- Location within the regional unit
- Agios Kosmas Location within Greece
- Coordinates: 40°9.1′N 21°15′E﻿ / ﻿40.1517°N 21.250°E
- Country: Greece
- Administrative region: Western Macedonia
- Regional unit: Grevena
- Municipality: Grevena

Area
- • Municipal unit: 115.087 km^{2} (44.435 sq mi)
- • Community: 9.496 km^{2} (3.666 sq mi)
- Elevation: 962 m (3,156 ft)

Population (2021)
- • Municipal unit: 681
- • Municipal unit density: 5.92/km^{2} (15.3/sq mi)
- • Community: 54
- • Community density: 5.7/km^{2} (15/sq mi)
- Time zone: UTC+2 (EET)
- • Summer (DST): UTC+3 (EEST)
- Postal code: 511 00
- Area code: +30-2462
- Vehicle registration: PN

= Agios Kosmas =

Agios Kosmas (Άγιος Κοσμάς, before 1927: Τσιράκι – Tsiraki) is a village, a community and a municipal unit of the Grevena municipality. Before the 2011 local government reform it was an independent municipality. The municipality was established in 1997 with the name Kosmas o Aitolos (Κοσμάς ο Αιτωλός), which was changed to Agios Kosmas in 2004. The seat of the municipality was in Megaro. The 2021 census recorded 54 residents in the community and 681 residents in the municipal unit. The community of Agios Kosmas covers an area of 9.496 km^{2} while the municipal unit covers an area of 115.087 km^{2}. The village is named after the 18th-century saint Cosmas the Aetolian.

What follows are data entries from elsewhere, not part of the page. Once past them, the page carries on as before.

PR #42, opened 2015-09-15
Add framework targets for iOS and OS X

### LINKED ISSUE #35: Carthage support

eliperkins:
Closes #35 

This will allow the project to be used by Carthage and other dynamic framework tooling.

Based loosely off of #37 from @EricMuller22, with a couple of changes. This adds two new targets for iOS and OS X that are both dynamic frameworks, compiling the source on their own, rather than including the static library into the dynamic framework.

This also scopes out the headers into their correct visibility, so we shouldn't ever get to see anything we shouldn't, like `mutableBaseQueryWithIdentifier:initializer:accessibility:` or any of it's friends.

Lastly, I renamed the framework files to be `Valet.framework` to better support universal frameworks.

### DIFF
--- a/Valet.xcodeproj/project.pbxproj
+++ b/Valet.xcodeproj/project.pbxproj
@@ -17,8 +17,8 @@
 		26F06A591BA8B55100E039CD /* VALValet_Protected.h in Headers */ = {isa = PBXBuildFile; fileRef = EAEEAC231AB7BA0C00EDB6E3 /* VALValet_Protected.h */; };
 		26F06A5A1BA8B55300E039CD /* VALSecureEnclaveValet.h in Headers */ = {isa = PBXBuildFile; fileRef = EAEEAC1E1AB7B84E00EDB6E3 /* VALSecureEnclaveValet.h */; settings = {ATTRIBUTES = (Public, ); }; };
 		26F06A5B1BA8B55500E039CD /* VALSynchronizableValet.h in Headers */ = {isa = PBXBuildFile; fileRef = EAEEAC1B1AB7B84000EDB6E3 /* VALSynchronizableValet.h */; settings = {ATTRIBUTES = (Public, ); }; };
-		26F06A5C1BA8B55D00E039CD /* ValetDefines.h in Headers */ = {isa = PBXBuildFile; fileRef = EAEEAC251AB7BA9800EDB6E3 /* ValetDefines.h */; settings = {ATTRIBUTES = (Public, ); }; };
-		26F06A5D1BA8B56000E039CD /* ValetDefines.h in Headers */ = {isa = PBXBuildFile; fileRef = EAEEAC251AB7BA9800EDB6E3 /* ValetDefines.h */; settings = {ATTRIBUTES = (Public, ); }; };
+		26F06A5C1BA8B55D00E039CD /* ValetDefines.h in Headers */ = {isa = PBXBuildFile; fileRef = EAEEAC251AB7BA9800EDB6E3 /* ValetDefines.h */; };
+		26F06A5D1BA8B56000E039CD /* ValetDefines.h in Headers */ = {isa = PBXBuildFile; fileRef = EAEEAC251AB7BA9800EDB6E3 /* ValetDefines.h */; };
 		EA1E1F8F1A8C46090067C991 /* libValet.a in Frameworks */ = {isa = PBXBuildFile; fileRef = EA1E1F831A8C46080067C991 /* libValet.a */; };
 		EA1E1FA01A8C48560067C991 /* ValetTests.m in Sources */ = {isa = PBXBuildFile; fileRef = EA1E1F9F1A8C48560067C991 /* ValetTests.m */; };
 		EAEAA88D1B167A8700F7AA98 /* libValet.dylib in Frameworks */ = {isa = PBXBuildFile; fileRef = EAEAA8821B167A8600F7AA98 /* libValet.dylib */; };
@@ -273,8 +273,8 @@
 				26F06A581BA8B55000E039CD /* VALValet.h in Headers */,
 				26F06A5A1BA8B55300E039CD /* VALSecureEnclaveValet.h in Headers */,
 				26F06A5B1BA8B55500E039CD /* VALSynchronizableValet.h in Headers */,
-				26F06A5D1BA8B56000E039CD /* ValetDefines.h in Headers */,
 				26F06A591BA8B55100E039CD /* VALValet_Protected.h in Headers */,
+				26F06A5D1BA8B56000E039CD /* ValetDefines.h in Headers */,
 			);
 			runOnlyForDeploymentPostprocessing = 0;
 		};
--- a/Valet.xcodeproj/project.pbxproj
+++ b/Valet.xcodeproj/project.pbxproj
@@ -652,7 +652,7 @@
 				GCC_NO_COMMON_BLOCKS = YES;
 				INFOPLIST_FILE = Valet/Info.plist;
 				INSTALL_PATH = "$(LOCAL_LIBRARY_DIR)/Frameworks";
-				IPHONEOS_DEPLOYMENT_TARGET = 9.0;
+				IPHONEOS_DEPLOYMENT_TARGET = 8.0;
 				LD_RUNPATH_SEARCH_PATHS = "$(inherited) @executable_path/Frameworks @loader_path/Frameworks";
 				PRODUCT_BUNDLE_IDENTIFIER = com.square.Valet;
 				PRODUCT_NAME = Valet;
@@ -677,7 +677,7 @@
 				GCC_NO_COMMON_BLOCKS = YES;
 				INFOPLIST_FILE = Valet/Info.plist;
 				INSTALL_PATH = "$(LOCAL_LIBRARY_DIR)/Frameworks";
-				IPHONEOS_DEPLOYMENT_TARGET = 9.0;
+				IPHONEOS_DEPLOYMENT_TARGET = 8.0;
 				LD_RUNPATH_SEARCH_PATHS = "$(inherited) @executable_path/Frameworks @loader_path/Frameworks";
 				PRODUCT_BUNDLE_IDENTIFIER = com.square.Valet;
 				PRODUCT_NAME = Valet;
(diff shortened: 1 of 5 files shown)


dfed:
Thanks for the PR! To contribute to Valet you must first sign our [CLA](https://docs.google.com/a/squareup.com/forms/d/13WR8m5uZ2nAkJH41k7GdVBXAAbzDk00vxtEYjd6Imzg/viewform?formkey=dDViT2xzUHAwRkI3X3k5Z0lQM091OGc6MQ&ndplr=1).

Taking a look at the diff now.

Valet.xcodeproj/project.pbxproj
```diff
@@ -497,6 +639,106 @@
...
+				CURRENT_PROJECT_VERSION = 1;
+				DEBUG_INFORMATION_FORMAT = dwarf;
+				DEFINES_MODULE = YES;
+				DYLIB_COMPATIBILITY_VERSION = 1;
+				DYLIB_CURRENT_VERSION = 1;
+				DYLIB_INSTALL_NAME_BASE = "@rpath";
+				GCC_NO_COMMON_BLOCKS = YES;
+				INFOPLIST_FILE = Valet/Info.plist;
+				INSTALL_PATH = "$(LOCAL_LIBRARY_DIR)/Frameworks";
+				IPHONEOS_DEPLOYMENT_TARGET = 9.0;
```
eliperkins: This can probably get throttled back to `6.0`.

eliperkins:
@dfed Ah, sorry about that! Signed.

Valet.xcodeproj/project.pbxproj
dfed: Please do!

eliperkins:
Ah, meant to mention I created an example repo for testing too: https://github.com/eliperkins/ValetExample

dfed:
Thanks for signing! And awesome re the ValetExample repo. Forgive me for the following questions: I'm new to Carthage.

Anything we can do in CI to ensure that we don't break Carthage? Or is our normal build/test suite enough? Also, do we need to do anything specific to update Carthage when we make new releases?

Valet.xcodeproj/project.pbxproj
```diff
@@ -497,6 +639,106 @@
 /* End PBXVariantGroup section */
 
 /* Begin XCBuildConfiguration section */
+		26E682811BA8B3F900EFF4EA /* Debug */ = {
+			isa = XCBuildConfiguration;
+			buildSettings = {
+				"CODE_SIGN_IDENTITY[sdk=iphoneos*]" = "iPhone Developer";
```
dfed: This line seems dubious. @mtauraso, thoughts?

eliperkins:
@dfed One possibility for testing in CI might be to use the framework somewhere in testing, possibly in an existing test target or a new test target. That would at least guarantee the support of the dynamic framework as more of an integration test. Beyond that, I'm not sure about best practices akin to `pod lib lint`.

In terms of keeping Carthage happy, since Carthage relies on git and GitHub under the hood, keeping releases up to date is a great idea. Creating tags and an associated GitHub release, uploading the archive from `carthage archive Valet` is the best way to keep Carthage consumers happy.

Valet.xcodeproj/project.pbxproj
```diff
@@ -497,6 +639,106 @@
...
+				CURRENT_PROJECT_VERSION = 1;
```
dfed: @eliperkins any idea how this value is used / if it is used by Carthage?

My guess is "no" given [Apple's documentation on how to use it](https://developer.apple.com/library/ios/qa/qa1827/_index.html). But it's a little odd that the CURRENT_PROJECT_VERSION doesn't match the actual framework version.

Valet.xcodeproj/project.pbxproj
dfed: Apparently we already had this in Valet master... so likely not a problem.

Valet.xcodeproj/project.pbxproj
eliperkins: @dfed Correct, unused by Carthage. Carthage relies on git tags for versioning.

dfed: Also looks like we already had `CURRENT_PROJECT_VERSION = 1;` in our `Valet Mac` target. TIL.

Valet.xcodeproj/project.pbxproj
eliperkins: @dfed Agreed. Shouldn't be a problem though, given a peek at other libraries depending on/using Carthage (see [ReactiveCocoa](https://github.com/ReactiveCocoa/ReactiveCocoa/blob/e16f47cf9cb568136ebd81430b24af274c3c27c7/ReactiveCocoa.xcodeproj/project.pbxproj#L2058), [Quick](https://github.com/Quick/Quick/blob/ac5eadd202dd67741628f80fb96e8c57388d954d/Quick.xcodeproj/project.pbxproj#L1168)).

Valet.xcodeproj/project.pbxproj
eliperkins: We can strip these settings out too, and fall back on Xcode's brains. These are just baseline targets that I generated by creating new Cocoa and Cocoa Touch Framework targets in Xcode. Let me know if you think we should just rip them out!

Valet/Info.plist
```diff
@@ -0,0 +1,28 @@
...
+	<key>CFBundlePackageType</key>
+	<string>FMWK</string>
+	<key>CFBundleShortVersionString</key>
+	<string>1.0</string>
+	<key>CFBundleSignature</key>
+	<string>????</string>
+	<key>CFBundleVersion</key>
+	<string>$(CURRENT_PROJECT_VERSION)</string>
+	<key>NSHumanReadableCopyright</key>
+	<string>Copyright © 2015 Square, Inc. All rights reserved.</string>
```
dfed: nit: remove `All rights reserved.` Given our license we do not reserve all rights

Valet/Info.plist
```diff
@@ -0,0 +1,28 @@
...
+	<key>NSPrincipalClass</key>
+	<string></string>
```
dfed: Should this be empty?

Valet.xcodeproj/project.pbxproj
dfed: We can leave them in, given that we already had them elsewhere. I can do a pass to remove unused key/values from the project file another time.

Valet/Info.plist
eliperkins: From the [docs](https://developer.apple.com/library/mac/documentation/General/Reference/InfoPlistKeyReference/Articles/CocoaKeys.html#//apple_ref/doc/uid/TP40009251-SW11):
> NSPrincipalClass (String - OS X). This key contains a string with the name of a bundle’s principal class. This key is used to identify the entry point for dynamically loaded code, such as plug-ins and other dynamically-loaded bundles. The principal class of a bundle typically controls all other classes in the bundle and mediates between those classes and any classes outside the bundle. The class identified by this value can be retrieved using the principalClass method of NSBundle. For Cocoa apps, the value for this key is NSApplication by default.

It looks like this is pretty unnecessary for frameworks and something that is reserved more for applications. This key, incidentally, does not do anything on iOS haha.

dfed:
Good to know re github versioning and `carthage archive Valet`! Let me do some research on keeping Carthage happy to see if we can add anything to our CI.

dcaunt:
If 'carthage build --no-skip-current' completes without error, Carthage is happy. This is your pod lint equivalent, if you like.

dfed:
Awesome @dcaunt. @eliperkins let's add `- carthage build --no-skip-current --verbose` to the end of our [.travis.yml](https://github.com/square/Valet/blob/master/.travis.yml) file.

I was about to suggest we add the following lines to .travis.yml:
```
    - xcodebuild -project Valet.xcodeproj -scheme "Valet-iOS" -sdk iphonesimulator -configuration Debug -PBXBuildsContinueAfterErrors=0 ACTIVE_ARCH_ONLY=0 build
    - xcodebuild -project Valet.xcodeproj -scheme "Valet-Mac" -sdk iphonesimulator -configuration Debug -PBXBuildsContinueAfterErrors=0 ACTIVE_ARCH_ONLY=0 build
```

But it looks like `carthage build` essentially does this for us.

eliperkins:
Does Travis CI have Carthage by default? Looking through https://github.com/travis-infrastructure/osx-image-bootstrap/blob/1188d90aafa80370185f285ff1a26950d2a1a216/bootstrap.sh, I don't believe it does. Otherwise, we'll have to `brew install carthage`. 

Adding the two `xcodebuild` command could be a good idea. The unfortunate part is we can't see/test against the desired output, which would be a valid directory at `Carthage/Build/iOS/Valet.framework`. I think adding these scripts would still be beneficial though!

dfed:
My guess is we'll need to do the `brew install`.

I don't think we we need the `xcodebuild` command in addition to the `carthage build` command. If you want to build the desired output, you could run:
```
    - carthage build --no-skip-current --verbose
    - carthage archive Valet
```

I'm not sure how/if you'd want to test that the framework that's built works, though. Maybe rename `ValetExample` to `ValetCarthageTest` and check it in, then cd to ValetCarthageTest and try to link the framework? Though my (blind) guess is if the framework builds successfully it's likely consumable.

dcaunt:
Yes, you do have to install `carthage` on Travis. Homebrew is the easiest way although it is currently back at version `0.8.0` not the latest `0.9.1`.

eliperkins:
So after a bit of smashing around, I can't seem to get Travis to build the project using Carthage. After a bit of digging around, I found Carthage/Carthage#235, which detailed out how Carthage does not support creating frameworks without a code sign identity. Carthage itself does this [by adding an identity via build script](https://github.com/Carthage/Carthage/blob/12fb7881876b4987584e49d00befcd2a8b6b354d/script/cibuild#L29-L51).
If this is something more that's desired, I can look a bit into how we can make it happen, but I feel like it might be a bit overkill. Let me know what you think!

dfed:
@eliperkins want to just add the following to `.travis.yml`? If that builds, then we're good. It's def overkill, but Valet builds fast enough that I don't see an issue with some overkill.

```
    - xcodebuild -project Valet.xcodeproj -scheme "Valet-iOS" -sdk iphonesimulator -configuration Debug -PBXBuildsContinueAfterErrors=0 ACTIVE_ARCH_ONLY=0 build
    - xcodebuild -project Valet.xcodeproj -scheme "Valet-Mac" -sdk iphonesimulator -configuration Debug -PBXBuildsContinueAfterErrors=0 ACTIVE_ARCH_ONLY=0 build
```

eliperkins:
Done!

dfed:
This looks great! Giving @EricMuller22 a chance to review. If all looks good we'll merge this later today / upload our first Carthage release.

EricMuller22:
LGTM. @dfed will run with this (update docs, etc.) once it's in. Thanks!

==Administrative division==
The municipal unit of Agios Kosmas consists of nine communities: Agios Kosmas, Dasyllio, Kalirachi, Kalloni, Kydonies, Kyparissi, Megaro, Oropedio and Trikorfo.

The community of Agios Kosmas consists of three settlements: Agios Kosmas, Ano Ekklisia and Ekklisia.